Despite my credit crash, I had sufficient income from a legal settlement to get a car loan, albeit at an astronomical interest rate. But wouldn't you know it, I fell behind on that, too. After a few missed payments, the repo man came-a-calling, but I stymied him by selling the car to a friend under the table and I managed to pay the bank off before they ever found that Pontiac. But as you might imagine, this didn't help my credit woes.
That legal settlement I mentioned was large enough to buy my own first home, a smallish condo in Los Angeles, when I was 25. I paid cash. Then I needed cash-- living the Hollywood life isn't cheap. By that time I was painfully aware of just how abysmal my credit was, without actually knowing the score, but I was still able to secure a loan against the equity in my home. The interest rate was obscene, and the loan was only for about half the value of the condo but, hey, I needed the money.

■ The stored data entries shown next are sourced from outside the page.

PR #304, opened 2018-12-15
map Material.breakByHand

asiekierka:


SquidDev (approved):

mappings/net/minecraft/item/MiningToolItem.mapping
```diff
@@ -19,3 +19,4 @@ CLASS avj net/minecraft/item/MiningToolItem
 		ARG 4 pos
 	METHOD a getBlockBreakingSpeed (Lawo;Lbpm;)F
 		ARG 1 stack
+		ARG 2 vBlockState3
```
SquidDev: Is this intentional? It's a wee bit of a weird name, so wasn't sure if an artefact from Enigma or not. Either way, not a blocker.

asiekierka: Enigma artifact...

shadowfacts (approved):

PR #306, opened 2018-12-15
Server Properties, and minor fixes

jamierocks:


mappings/gz.mapping
```diff
@@ -0,0 +1,8 @@
+CLASS gz
+	CLASS gz$a
+		FIELD b group Ljava/lang/String;
+		FIELD c ingrediant Layt;
```
asiekierka: ingredient

asiekierka (changes requested):

shadowfacts (approved):

PR #278, opened 2018-12-12
Biome and feature work, a little bit of villager stuff

Prospector:

PR #307, opened 2018-12-15
Standard feature configurators

Gegy:


Gegy:
Oops, conflicts with #278.

PR #312, opened 2018-12-15
LightMapTextureManager and various ambient light things

JamiesWhiteShirt:


dblsaiko:
iirc `partialTicks` is called `delta` in other mappings.

mappings/net/minecraft/world/IWorld.mapping
```diff
@@ -15,5 +15,7 @@ CLASS bbq net/minecraft/world/IWorld
 	METHOD g getLevelProperties ()Lcih;
 	METHOD g getLocalDifficulty (Let;)Lafn;
 	METHOD i getSaveHandler ()Lcii;
+	METHOD k getSkyAngle (F)F
```
JamiesWhiteShirt, line 25: There was some discussion on this. It could be "pitch" instead of "angle". We could also use "celestial" instead of "sky".

JamiesWhiteShirt:
Could have sworn I saw the voldemapping elsewhere... Will change to "delta".

dblsaiko:
Quick search only turned up [this](https://github.com/FabricMC/yarn/blob/e9ccf701a7caddeac277b25998a917970ec698ff/mappings/net/minecraft/client/render/entity/model/DragonEntityModel.mapping)

SquidDev (approved):

mappings/net/minecraft/world/IWorld.mapping
```diff
@@ -15,5 +15,7 @@ CLASS bbq net/minecraft/world/IWorld
...
+		ARG 1 deltaTicks
```
asiekierka: just delta if that's the new standard

mappings/net/minecraft/world/IWorld.mapping
asiekierka: What does the value returned mean?

asiekierka (changes requested):

mappings/net/minecraft/world/IWorld.mapping
JamiesWhiteShirt: [0, 1), used to rotate the sky and the clock item among other things.

JamiesWhiteShirt:
Converted `deltaTicks` to `delta`. Converted all other instances of `deltaTicks` in the process.

mappings/net/minecraft/item/ItemPropertyGetter.mapping
```diff
@@ -1,4 +1,5 @@
 CLASS awn net/minecraft/item/ItemPropertyGetter
 	METHOD call (Lawo;Lbbp;Lahe;)F
-		ARG 1 world
-		ARG 2 user
+		ARG 1 stack
+		ARG 2 world
+		ARG 3 user
```
Gegy, line 5: Not particularly relevant to this PR, but what is `user`?

JamiesWhiteShirt: It seems for clocks and compasses it is used to get additional information like the world and the orientation of the user.

mappings/net/minecraft/world/IWorld.mapping
asiekierka: If it,s [0, 1), is it really an angle? Does it map like a scaled angle or like a height?

JamiesWhiteShirt: Turns is a valid angle unit, as is radians and degrees.

mappings/net/minecraft/client/render/WorldRenderer.mapping
```diff
@@ -6,11 +6,16 @@ CLASS dea net/minecraft/client/render/WorldRenderer
...
 	METHOD <init> (Lcpk;Lwj;)V
 		ARG 1 client
 	METHOD a onSetCameraEntity (Lagv;)V
 	METHOD a loadShader (Lqc;)V
 	METHOD a onResourceReload (Lwj;)V
 		ARG 1 manager
+	METHOD d (F)F
+		ARG 1 delta
 	METHOD e tick ()V
+	METHOD h disableLightMap ()V
```
asiekierka: Do we want to capitalize LightMap or use Lightmap?

mappings/net/minecraft/world/IWorld.mapping
asiekierka: Fair.

asiekierka (changes requested):

mappings/net/minecraft/client/render/WorldRenderer.mapping
JamiesWhiteShirt: I believe it is referred to as "light_map" somewhere which suggests it could be a "light map" instead of a "lightmap". I'm down with either, really.

asiekierka: It is the texture name. I'd still like a 2nd opinion, though

dblsaiko: I vote for `Lightmap`

grondag: Light maps are implemented as textures. 

Personally, my brain likes them as separate words but common usage seems to be “lightmap” and not “light map” so if you’re trying to be consistent disableLightmap seems best.

Vexatos: I also agree with calling it `Lightmap` instead.

mappings/net/minecraft/client/render/LightMapTextureManager.mapping
```diff
@@ -0,0 +1,16 @@
...
+	FIELD b image Lcob;
+	FIELD c textureIdentifier Lqc;
+	FIELD d isDirty Z
+	FIELD e prevFlicker F
+	FIELD f flicker F
+	FIELD g worldRenderer Ldea;
+	FIELD h client Lcpk;
+	METHOD <init> (Ldea;)V
+		ARG 1 worldRenderer
+	METHOD a flicker ()V
```
asiekierka: tick(), actually

asiekierka (changes requested):

mappings/net/minecraft/client/render/WorldRenderer.mapping
Player3324: Google and Wikipedia indicate that "lightmap" is the common technical term/word.

JamiesWhiteShirt: Renamed to "Lightmap" as that seems to be the consensus.

JamiesWhiteShirt:
Merge conflicts have been handled.

PR #316, opened 2018-12-15
isRemote -> isClient

asiekierka:
Vote with your reactions.


Prospector (approved):

modmuss50 (approved):
Makes more sense imo.

Remote has been ingrained into most of us, but I feel like we can push past it.

NikkyAI (approved):

kashike (approved):

PR #318, opened 2018-12-16
Further RecipeBookGui-related names

codewarrior0:
Curiously, a method previously named "isClickInContainerBounds" will in fact return true only when the click is *outside* the bounds...


mappings/net/minecraft/container/LoomContainer.mapping
```diff
@@ -33,3 +33,4 @@ CLASS ats net/minecraft/container/LoomContainer
 	METHOD e getCraftingResultSlotIndex ()I
 	METHOD f getCraftingWidth ()I
 	METHOD g getCraftingHeight ()I
+	METHOD h craftingSlotCount ()I
```
asiekierka: getCraftingSlotCount?

asiekierka (changes requested):

mappings/net/minecraft/container/LoomContainer.mapping
codewarrior0: It's used by RecipeBookGui to detect when any of the crafting or crafting result slots is clicked on so it can hide the ghost item overlay that it displays whenever you select a recipe from the book that you lack the ingredients for.

codewarrior0: If CraftingContainer had documentation, it would say that the first N slots of the container are considered "crafting slots" that can have said overlay applied to them, where N is the number returned by getCraftingSlotCount.

asiekierka: From code observation, clearly a getter to me...

codewarrior0: ....oh. I didn't put a "get" because there's no corresponding setter. One sec.

shadowfacts (approved):

asiekierka (approved):

PR #322, opened 2018-12-16
Some Rendering and Model names

Tschipp:
Mapped `LivingEntityRenderer#method_4054` and its overrides to `render`
Mapped `Model#method_17080` to `setAngles`

Added/Changed names of both Tropical fish models


shadowfacts (approved):

asiekierka:
setAngles? Is there a better potential name?

Tschipp:
I‘ve thought about naming it `setModelRotation` but that implies that the entire model gets rotated... `setPartRotation` maybe? Or what about `setModelAngles`?

PR #324, opened 2018-12-17
ActionTypeSlot names match enum values

codewarrior0:
image


quat1024:
Not a huge fan of mojang names here but it does make sense to map the enum items accordingly

liach:
Instead of adding these lines, the correct way to fix it is to remove these mappings straight.

PR #326, opened 2018-12-17
Mapped some persistence data stuff

liach:
I renamed all persisted to persistent, though vanilla fix types enum calls them saved data.

Mapped out the persistent data manager that is bound to each dimension and the persistent data updater for stuctures.


mappings/net/minecraft/nbt/ChunkUpdateState.mapping
```diff
@@ -0,0 +1,12 @@
+CLASS ccl net/minecraft/nbt/ChunkUpdateState
```
asiekierka: nbt?

asiekierka: Should PersistentState even be in nbt?

mappings/net/minecraft/world/PersistentStateContainer.mapping
```diff
@@ -0,0 +1,8 @@
+CLASS bbx net/minecraft/world/PersistentStateContainer
+	METHOD a getNextAvailableIdForPersistentState (Lbsg;Ljava/lang/String;)I
```
asiekierka: (note: bbx is an interface, the verbosity might be warranted)

asiekierka (changes requested):

mappings/net/minecraft/world/PersistentStateContainer.mapping
liach: This interface is implemented by `World` and `IWorld`. Dunno if this degree of clarity is needed in a class with a ton of stuff (maybe something else can also supply available ids?)

mappings/net/minecraft/nbt/ChunkUpdateState.mapping
liach: Agree. The whole thing should go to world package.

liach:
@asiekierka Can you review again?

asiekierka (approved):

shadowfacts (approved):

PR #329, opened 2018-12-17
Cleanup ModelTransformation/s class names.

covers1624:
`ModelTransformation` -> `ModelTransformationData`
`ModelTransformations` -> `ModelTransformation`

These names were extremely confusing, Open to second opinions on `ModelTransformationData`.
Also names a bunch of things in both of these.


dblsaiko (commented):
Still not so sure on the names for these. I suggested `ModelTransforms` (dfj) -> `ModelTransformationMap`, since it's basically a map of `ModelTransformations.Type` to `ModelTransform`, but as covers said, it also has that applyGl method so it's not only used as a map. Not sure what others think about this

mappings/net/minecraft/client/render/model/json/ModelTransformationData.mapping
```diff
@@ -0,0 +1,17 @@
+CLASS dfj net/minecraft/client/render/model/json/ModelTransformationData
```
asiekierka: Why not just... Transformation?

asiekierka (changes requested):

mappings/net/minecraft/client/render/model/json/ModelTransformationData.mapping
covers1624: Yeah that works, honestly slipped my mind..

Prospector (approved):

shadowfacts (approved):

PR #330, opened 2018-12-17
Drop verbose 'Inv' wording from Inventrory methods.

covers1624:
Drops 'Inv' from all Inventory methods. What else am i getting a stack on? A carrot?
Named `afg`(`class_3829`) -> `PasteCallback`, its only ever called by things that 'paste' a BlockEntity in world and its not specific to Inventories, although its only implemented by `Inventory` inheritors and `JukeboxBlockEntity`, still not 100% on the name imo, feedback would be nice.

### DIFF
--- a/mappings/afg.mapping
+++ b/mappings/afg.mapping
@@ -1,2 +1,0 @@
-CLASS afg
-	METHOD U_ clearInv ()V
--- a/mappings/net/minecraft/block/entity/AbstractFurnaceBlockEntity.mapping
+++ b/mappings/net/minecraft/block/entity/AbstractFurnaceBlockEntity.mapping
@@ -8,17 +8,22 @@ CLASS bni net/minecraft/block/entity/AbstractFurnaceBlockEntity
 	FIELD m recipesUsed Ljava/util/Map;
 	METHOD B isBurning ()Z
 	METHOD R_ getName ()Ljd;
-	METHOD U_ clearInv ()V
-	METHOD Z_ getInvSize ()I
-	METHOD a getInvStack (I)Lawo;
-	METHOD a takeInvStack (II)Lawo;
+	METHOD U_ onPasted ()V
+	METHOD Z_ getSize ()I
+	METHOD a getStack (I)Lawo;
 		ARG 1 slot
-	METHOD a setInvStack (ILawo;)V
+	METHOD a takeStack (II)Lawo;
 		ARG 1 slot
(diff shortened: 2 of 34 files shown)


asiekierka:
I'm not sure about dropping the verbose Inv-wording due to the ubiquitousness of that interface on BlockEntities. Thoughts from others?

dblsaiko (approved):

dblsaiko:
Eh, not sure about that. The only thing where this might be problematic would be isEmpty, I think.

asiekierka:
isEmpty is definitely a problem. as are the property setters/getters

shadowfacts:
I'm in favor of keeping `Inv`, especially in the cases where it's not immediately clear that the method operates on the inventory specifically (`getSize` being an obvious example).

covers1624:
Ill admit, it might be a good idea to keep the 'Inv'-Wording on a few of these methods, specifically as pointed out `getSize` and `isEmpty`. As for the other methods, it really feels out of place for me.

EDIT: Forgot about the property setters, Those are weird ones, they really only exist for Container syncing, they don't actually have anything to do with the operation of the Inventory.

Prospector:
I'd like to keep Inv personally

Prospector:
How many votes are needed to overturn a PR? We have 3 or 4 against this right now. So far I only see covers for it.

dblsaiko:
I'm also for it. (Of course excluding the names that would clash, like getSize)

modmuss50:
Im for it, but I suggest keeping it on 

 `getInvSize` 
`getInvWidth`
 `canPlayerUseInv`
`setInvProperty`
`onInvOpen`
`isInvEmpty`
`getInvProperty`
`onInvClose`
`getInvPropertyCount`
`getInvHeight`

This would leave us with the following changes

`getInvStack` -> `getStack`
`takeInvStack` -> `takeStack`
`setInvStack` -> `setStack`
`getInvMaxStackAmount` -> `getMaxStackAmount`
`removeInvStack` -> `removeStack`
`isValidInvStack` -> `isValidStack`

asiekierka:
OTOH I think it can feel somewhat inconsistent that way... But maybe...

asiekierka:
I'd say this needs further discussion. I'll keep it open until 19w hits, though, in case we reach a consensus early

modmuss50:
Closing this PR and moving it to an issue. #682

PR #335, opened 2018-12-18
 Added mappings for the Model class and fixed name for old Model class

sekwah41:
What was originally called model was not the base model class but rather the EntityModel class and the base Model class had no mappings

Note: Ignore the comment note I had forgotten for a sec that it also has isChild and isRiding so it is actually the proper EntityModel class


kashike (approved):

sekwah41:
Sorry didnt mean to push to the same pull request ill revert this

kashike (approved):

PR #1397, opened 2020-05-27
MaterialColor -> MapColor

dexman545:
Matches class name to its string.
Adds a tiny bit of javadoc.

This name is a bit more representative of what this class actually does.

It should be noted that the color names are bad/outdated in relation to the material name improvements, but this PR will not be touching those.


liach (approved):

YanisBft (approved):
You should just specify you talk about map items

dexman545:
But I do? Unless there's some other map in MC I missed.

liach:
People occasionally confuse it with `java.util.Map` `java.util.Optional.map` `java.util.stream.Stream.map` etc

YanisBft:
I was more thinking of world/level sometimes referenced as maps, but liach has a point too. To specify it's the item, you can just link "map" to the MapItem class

mappings/net/minecraft/block/MapColor.mapping
```diff
@@ -1,4 +1,5 @@
-CLASS net/minecraft/class_3620 net/minecraft/block/MaterialColor
+CLASS net/minecraft/class_3620 net/minecraft/block/MapColor
+	COMMENT The color that a block will have on a map. Selected by the Material the block uses.
```
liach:
```suggestion
	COMMENT The color that a block will have on a {@link net.minecraft.item.FilledMapItem map}. Selected by the Material the block uses.
```

mappings/net/minecraft/block/MapColor.mapping
```diff
@@ -1,4 +1,5 @@
-CLASS net/minecraft/class_3620 net/minecraft/block/MaterialColor
+CLASS net/minecraft/class_3620 net/minecraft/block/MapColor
+	COMMENT The color that a block will have on a map item. Selected by the Material the block uses.
```
liach:
```suggestion
	COMMENT The color that a block will have on a {@link net.minecraft.item.FilledMapItem map item}. Selected by the Material the block uses.
```

YanisBft (approved):

mappings/net/minecraft/block/MapColor.mapping
```diff
@@ -1,4 +1,5 @@
-CLASS net/minecraft/class_3620 net/minecraft/block/MaterialColor
+CLASS net/minecraft/class_3620 net/minecraft/block/MapColor
+	COMMENT The color that a block will have on a {@link net.minecraft.item.FilledMapItem map item}. Selected by the Material the block uses.
```
ChloeDawn:
```suggestion
	COMMENT Represents the surface color of a block when rendered from the {@link net.minecraft.client.gui.MapRenderer}.
```

ChloeDawn (changes requested):

shedaniel:
shouldn't this pr find reference to MaterialColor and fix them? i.e. DyeColor#getMaterialColor

mappings/net/minecraft/block/MapColor.mapping
ChloeDawn: "Selected by the Material the block uses." is redundant and confusing. That is a property of materials, not the color. And a map color can be specified for a block that is unrelated to the material.

dexman545:
Changed the method names - there is a fapi name that needs fixing as well in AbstractBlockSettingsAccessor

i509VCB:
Should be a quick fix since we extend AbstractBlock.Settings now in fapi. Should cause no issues updating.

shedaniel (approved):

liach (approved):

Juuxel (approved):

YanisBft (approved):

mappings/net/minecraft/block/AbstractBlock.mapping
```diff
@@ -460,7 +460,7 @@ CLASS net/minecraft/class_4970 net/minecraft/block/AbstractBlock
 			ARG 2 pos
 			ARG 3 direction
 		METHOD method_26204 getBlock ()Lnet/minecraft/class_2248;
-		METHOD method_26205 getTopMaterialColor (Lnet/minecraft/class_1922;Lnet/minecraft/class_2338;)Lnet/minecraft/class_3620;
+		METHOD method_26205 getTopMapColor (Lnet/minecraft/class_1922;Lnet/minecraft/class_2338;)Lnet/minecraft/class_3620;
```
ChloeDawn: Why is `Top` necessary here? As described in the documentation, map colors represent the surface color of the block. This is just a blockstate sensitive getter for the map color, no?

mappings/net/minecraft/block/AbstractBlock.mapping
```diff
@@ -38,7 +38,7 @@ CLASS net/minecraft/class_4970 net/minecraft/block/AbstractBlock
 	METHOD method_26160 asBlock ()Lnet/minecraft/class_2248;
 	METHOD method_26161 hasBlockEntity ()Z
 	METHOD method_26162 getLootTableId ()Lnet/minecraft/class_2960;
-	METHOD method_26403 getDefaultMaterialColor ()Lnet/minecraft/class_3620;
+	METHOD method_26403 getDefaultMapColor ()Lnet/minecraft/class_3620;
```
ChloeDawn, line 41: What is "default" about this? Does it not just return the blocks map color as defined by the settings?

ChloeDawn (changes requested):

Prospector (approved):
At first I wasn't a huge fan because MapColor sounds sorta like the color of a map when really it's the color of the block (often provided by the material), however the fact that it is only the color from above makes it pretty map-specific. I don't love MapColor but I can't think of anything better.

Just make sure it's updated everywhere the current name is used.

mappings/net/minecraft/block/AbstractBlock.mapping
```diff
@@ -220,10 +220,10 @@ CLASS net/minecraft/class_4970 net/minecraft/block/AbstractBlock
 		FIELD field_23186 emissiveLightingPredicate Lnet/minecraft/class_4970$class_4973;
 		METHOD <init> (Lnet/minecraft/class_3614;Ljava/util/function/Function;)V
 			ARG 1 material
-			ARG 2 materialColorFactory
+			ARG 2 mapColorFactory
```
ChloeDawn: What makes this a factory? Is it constructing new colors? If not, it is a provider.

ChloeDawn (changes requested):

mappings/net/minecraft/block/AbstractBlock.mapping
i509VCB: Might have been matcher, since one of the constructors is a `Function<BlockState, MapColor>`

mappings/net/minecraft/block/AbstractBlock.mapping
dexman545: It pulls the default blockstate for the color

liach (approved):

Pyrofab (approved):

ChloeDawn (approved):

modmuss50:
This isnt ready for merge, its a very wide spread change, that will require yet another version of object builders.

modmuss50 (changes requested):
Im not a fan of this. Just becuase its only used by the map doesnt mean that can be its only use, almost seems yet another rename for the point of renaming things.

It contains more than just colors as well, as it has fields for `DIRT` for example. Im not even sure having color in the name is 100% correct.

liach:
Maybe like `MapTexture`, the texture of a block on a map?

shedaniel:
Don't think it is tied to the material, you can have blocks that has a color that is different than the material

shedaniel:
You can really just do MapColor or BlockColor imo

liach:
After looking at the field Imo we should call it something other than a `color`. `clay` is not a color.

dexman545:
As mentioned in the OP, the field names are bad and outdated. They should be ignored for the purpose of this PR.
This class is a wrapper around a list of color values for the purpose of maps. This list is a fixed size, so mods cannot add many more to it.
This PR will not handle the field renames. Will be more work to compile, and have more debate than the materials PR. I won't be doing that either, so someone else can.
MaterialColor makes no sense as the color is dependent on the blockstate.

liach:
Shall this pr refactor, it should just refactor fields as well. It is meaningless to split these into two prs that are both refactors. We can bikeshed one bikeshed at once than bikeshed bikes and the shed separately!

liach:
Given @dexman545 refuses to refactor the material color field names that he deem broken in this pr, I hereby close this pr. It is meaningless to split such a refactor into two debatable pull requests and introduce extra bikeshedding and migration difficulties.

shedaniel:
That shouldn't be a reason to close a PR, unless you've got another PR to fix this, I don't think we should close it.

i509VCB:
Since this is a smaller PR, it may make sense to bundle everything together.

However something larger like the past nbt PRs makes no sense to go hunting for every param name whenever it may be unmerged

liach:
@dexman545 just clarified that since material colors are just certain rgb colors and they are indeed very hard to name (like clay color doesn't really have a color name), so those field renames aren't made.

dexman545:
The constructor for MaterialColor takes in 2 ints: an index and an RGB value.
Its only usage is in relation to maps and for falling block particles (ie dripping lava).

Block(State)Color works, as this is the color of the blockstate. MapColor also works as it's primary purpose is for maps. MapTexture not so much as this is the color of each "pixel," not really a texture.

As for this being a wide-reaching change, I'm going to have to disagree. The color a mod's block will have on a map is, in most cases, an oversight by mod devs, as the material will provide a default template color for you, and this is the type of thing to get ignored. Also, **there are also only 12 available color slots left.** The values in this list are immutable, and its size is forced by the constructor (where the MapColor name comes from). Any mods that are adding colors to this are either a handful in number, or have changed the vanilla behavior.  Otherwise, we'd see tons of mod conflicts if this were common. As for mods that *make* a Material, they are probably using one of the pre-determined colors. In that case, migrateMappings will suffice.

This is what I meant when I said it's just a wrapper for a list: all it has are the RGB color values with named variables to easily pull them without nonsensical int values.

As for renaming the fields, I want that in a separate PR as it will be bikeshed to hell. Everyone sees color differently, and there are several very close colors in this list. The state of the current field names is rather poor. Some of them are named using the material that uses them (the old material names, or strange abbreviations of the material name), the color it actually is, or the block that has the materialcolor. 

Want to name them based on the color? No one will agree on the names then. Want to rename them based on the blocks that use them? That leads to issues with things like logs that have two different material colors for verticle and horizontal states. Hex values? Sure, we can all agree on each individual name, but as a whole, they then lose their functionality, especially considering you won't get a nifty color preview to know what it looks like.

There simply isn't a *good* way to rename them.

The only good field rename would be AIR -> CLEAR/INVISIBLE as it includes glass etc., and is not rendered on the map.

I can update the ones that were named after the material if you want, but that doesn't fix the others.

Here are all the color's hex values, and setup so idea will show you the color on the side: https://pastebin.com/nTXgt3Dr

As an aside: maybe fapi should have something to open up the colors, but again, as no one seems to be adding colors it's probably unneeded. Not to mention, the constructor is private anyways so I doubt anyone has gone through the trouble of opening it just to add a color.

Prospector (commented):
I personally am very neutral on this. I find MaterialColor fine, and MapColor is fine as well. I'd probably rather just not bother with this rename because it does mean some Fabric API methods will be wrongly named, and I don't think this PR is an improvement, really. The idea that a map can just display a material color isn't absurd or anything. The specificity seems unnecessary.

Edit: uh, is there no way to take back an approval? I kinda thought this would do that. I guess just pretend I don't approve of this anymore.

Edit 2: fixed lol

dexman545:
`MaterialColor` is a bad name for several reasons: 
 - just because Material has a field that uses this doesn't mean this should be named as such (we don't have MaterialPistonBehavior). Whenever this property is queried, it is always via the blockstate, as this is a property that varies based on blockstate, not to mention blocks have entire MaterialColors dedicated to them, and logs have a special helper method to give them two MaterialColors.
 - `MaterialColor` means nothing at all. What does that class do? Materials define basic properties for blocks, not their color in any meaningful sense. No other material property is so commonly overridden, or has so many predefined properties used for individual blocks, *not* materials.
 - why do blocks get not only a Material, but a MaterialColor? Perhaps because MaterialColor has no meaningful relation to Material
 - there are more MaterialColors than there are Materials, which is a pretty good indicator that they aren't related in the way the name implies.

This rename will actually clarify what this class is doing, and what the colors actually mean. 

As for object builders/fapi block settings, can't the pertinent methods just be deprecated, and properly named ones be added? Most people seemed fine with the rename aside from the fields.

Runemoro (approved):

YanisBft:
@dexman545 could you resolve the conflict please?

dexman545:
@Yanis48 fixed

YanisBft (approved):
Thanks :)

dexman545:
Can the outdated tag be removed? This is targeting the 1.17 snapshot.

modmuss50 (approved):

PR #1404, opened 2020-05-29
New loot registries

YanisBft:


mappings/net/minecraft/loot/condition/LootCondition.mapping
```diff
@@ -1,4 +1,4 @@
-CLASS net/minecraft/class_5341
+CLASS net/minecraft/class_5341 net/minecraft/loot/condition/LootCondition
```
Juuxel, line 1: Was this not matched? :concern:

Juuxel (approved):

mappings/net/minecraft/loot/condition/LootCondition.mapping
YanisBft: Some mapped methods were moved in this class

Juuxel: Yes, but loot conditions were an existing thing already 🤔

YanisBft: Yes, but it's a new interface used by loot condition types, named after interface used by loot functions

Juuxel: Ah, turned it into an interface? Interesting.

modmuss50: In hindsight it might have been worth matching, however it would have broken anyway.

modmuss50 (approved):

Gegy (approved):

mappings/net/minecraft/loot/entry/LootPoolEntry.mapping
```diff
@@ -1,4 +1,4 @@
-CLASS net/minecraft/class_79 net/minecraft/loot/entry/LootEntry
+CLASS net/minecraft/class_79 net/minecraft/loot/entry/LootPoolEntry
```
liach, line 1: Why this rename? To be consistent with reference in `Registry`?

YanisBft: Yep

liach (approved):

PR #1409, opened 2020-05-29
remove an invalid mapping

TwilightFlower:
There's a mapping for a non-existent method `b` in `RedstoneWireBlock`. This happens to match up with an obfuscated name, and has been causing problems for me when I try to remap things from srg to intermediary and yarn.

Within a year, I was missing payments on that loan. Foreclosure loomed. To make matters worse, I'd hired a friend-- and put down a significant down payment-- to do major renovations in that 1960s-era condo. He made it through the demolition stage before running off with the money, leaving me with a gutted home and imminent foreclosure. The bank actually sent me a video explaining exactly how I would be kicked out of my own home. Luckily, this was the height of the property boom and I was able to arrange a hasty sale-- at a significant profit.
I took that money and got the heck out of Dodge. I sold or gave away all my worldly possessions, bought a backpack and traveled the world for five years. And wouldn't you know it, that was just as damaging to my credit as any of my past screw-ups. I returned stateside to discover that my credit score was actually the equivalent of zero-- Since I was off the grid, so to speak, for so long, there wasn't much for the rating agencies to score me on.
Needless to say, I had some work to do if I was to have any hope of ever restoring my credit. That legal settlement had run out and I could no longer afford to pay cash for everything I needed. I painstakingly set about righting my credit ship. It turns out the most meaningful thing I did was to obtain a secured credit card. After making numerous on-time payments, my credit score actually improved to the point where I was able to get a real credit card at a decent interest rate. The last time I checked, my score was in the mid-600s-- the highest it's ever been.
I still get occasional letters from collection agencies seeking to recoup pennies on the dollar for debts incurred in my youth. I am in the process of dutifully paying these off. I learned far too late the importance of clean credit, but I'll never let myself repeat the shocking mistakes I made in my 20s again.